La défaite électorale n’entamera pas les réformes lancées par Javier Milei

Temps de lecture : 2 minutes

Le président libéral radical argentin, Javier Milei, a réaffirmé mercredi que son programme économique ne bougera « pas d’un millimètre » malgré un revers électoral dimanche, réitérant comme priorités « l’équilibre budgétaire », une politique de change semi-flottant, et se réclamant de l’appui du Fonds monétaire international (FMI). « En plus, nous continuerons à déréguler » l’économie, ajoute le message, conclu du classique « VLLC! », acronyme pour le slogan de Milei « Vive la liberté, bordel ! »

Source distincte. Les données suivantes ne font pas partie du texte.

PR #148, opened 2020-03-14
Issue 39961: Hide Targeted MS Chromatogram Crawler option when user doesn't have perm

labkey-jeckels:


labkey-adam (approved):
This seems okay, though if all we're displaying is a "you don't have permissions" message, then maybe just @Requires(ApplicationAdminPermission.class) on the action (and link registration) and call it good? @AdminConsoleAction is generally for cases where we want to show TroubleShooter something useful.

labkey-jeckels:
@labkey-adam 

I was going to do that originally, but saw this comment in ApplicationAdminPermission:

@Deprecated  // this will hopefully be swapped out for more fine-grained permissions soon; try to use those instead

I couldn't find any guidance on what else to use though.

labkey-jeckels:
Also, the link doesn't actually show for troubleshooters in the Admin Console because it's registered as needing AdminPermission. I verified that hitting the action gives the message to Troubleshooters, but allows App Admins.

labkey-adam:
Right, I saw that the link never appears for TroubleShooters, that's why it seemed odd to use @AdminConsoleAction. No one will see that "permissions" message, except if they're mucking with URLs; in which case, might as well use normal permission checking. But I don't really care that much...

labkey-jeckels:
I don't think it matter much for this use case either, but how should I pull this off without using ApplicationAdminPermission? Or should we undeprecate it?

labkey-adam:
I would just use it and undeprecate it. Fine-grained permissions are great for most cases, but many roles need a general perm like this.

labkey-jeckels:
Done. Probably didn't need to undeprecate in 20.3 but seems low risk

labkey-adam (approved):

PR #150, opened 2020-03-23
Skip importing TransitionChromInfos when they won't be useful

labkey-jeckels:
Specifically, skip for very large DIA documents (> 100,000 entries) and for data marked as a decoy, to reduce space usage in the relational DB that's unlikely to be useful


vagisha (approved):
Looks good.  Thanks.

labkey-ankurj (approved):

PR #166, opened 2020-04-17
Issue 40227: SQLException when importing a Skyline document with a chromatogram library

vagisha:


labkey-jeckels (approved):
I think TeamCity can get confused if the non-branch-specific part of the FB name overlaps with a FB it's also seen, which I'm guessing is why it's running against develop on one of the builds.

The other looks like it's cranking on 20.3 and should be done soon. Unless it turns up any problems, we should be able to merge this PR.

labkey-jeckels:
Looks like the Postgres side just kicked off against 20.3 too, so this PR no longer looks weird in terms of its test suites.

PR #167, opened 2020-04-22
Issue 40255: Skip serializing potentially huge, always unused QC data

labkey-jeckels:
… in TargetedMSController.GetQCMetricOutliersAction


labkey-ankurj (approved):
thank you for optimizing this, it is indeed faster from 9 sec to 4 sec for test data.

PR #176, opened 2020-05-10
Improve QC summary outlier calculation perf

labkey-jeckels:
#### Rationale
As groups have loaded more and more data in Panorama QC folders, performance has become too slow. This eliminates two of the very expensive queries to calculate outliers in Java, and refactors the code to be simpler and avoid complex nested List/Map data structures.

It also simplifies the single major query that remains by doing joins outside of a union instead of for each subquery within the union

#### Related Pull Requests
https://github.com/LabKey/platform/pull/1162


src/org/labkey/targetedms/model/GuideSetStats.java
```diff
@@ -0,0 +1,164 @@
...
+
+    public void addRow(RawMetricDataSet row)
+    {
+        if (_locked)
+        {
+            throw new IllegalStateException("Stats have already been locked");
+        }
+        if (!row.isIgnoreInQC() &&
+                _guideSet.getTrainingStart().compareTo(row.getAcquiredTime()) <= 0 &&
+                (_guideSet.getTrainingEnd() == null || _guideSet.getTrainingEnd().compareTo(row.getAcquiredTime()) >= 0))
```
labkey-ankurj, line 87: Could row.getAcquitedTime ever be null here?

labkey-jeckels: No, it's now filtered out in the query. A test had a case where one sample file has a null acquired time, and without any idea of where to put it in the time sequence, it's not useful for QC purposes

labkey-ankurj (approved):
Looks good.

PR #177, opened 2020-05-14
Issue 40407: Chromatogram library folder issues

vagisha:
#### Rationale
Fixes the following bugs:
1. Importing a document that has a protein with the same sequence but a different label from one that is already in the library does not cause a conflict.
2. Selecting multiple documents and queuing them for import builds a library only from the first imported document. The library is not updated after the other documents are imported.
3. Protein names in the "Current Library Protein" column in the conflict resolution UI cannot be read (white text on a grey background).

#### Changes
Updated TargetedMSLibraryTest and input files as described in https://www.labkey.org/home/Developer/issues/issues-details.view?issueId=40407


labkey-jeckels (approved):
Looks good, thanks for the test coverage!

Le parti de Javier Milei, La Libertad Avanza, a subi dimanche dernier un net revers lors d’une élection régionale dans la province de Buenos Aires, qui concentre un tiers des électeurs du pays, perçue comme un test en vue des législatives nationales de mi-mandat en octobre : il a été largement devancé par l’opposition péroniste (33,71% pour Milei contre 47,28% pour les péronistes). Car l’indéniable succès du gouvernement Milei contre l’inflation, et en matière de lutte contre les gaspillages d’argent public et de corruption, tarde à s’imposer dans la population, qui perçoit surtout l’austérité budgétaire de la « tronçonneuse » dans la santé, l’université, les retraites, et l’impact de la récession (-1,8 en 2024) sur la consommation et l’emploi. Le taux de pauvreté a pourtant reculé de presque vingt points depuis le printemps 2024. Un échec à relativiser, toutefois, son parti a gagné dix points par rapport aux dernières élections et une victoire de Javier Milei aurait tenu de l’exploit dans ce fief péroniste.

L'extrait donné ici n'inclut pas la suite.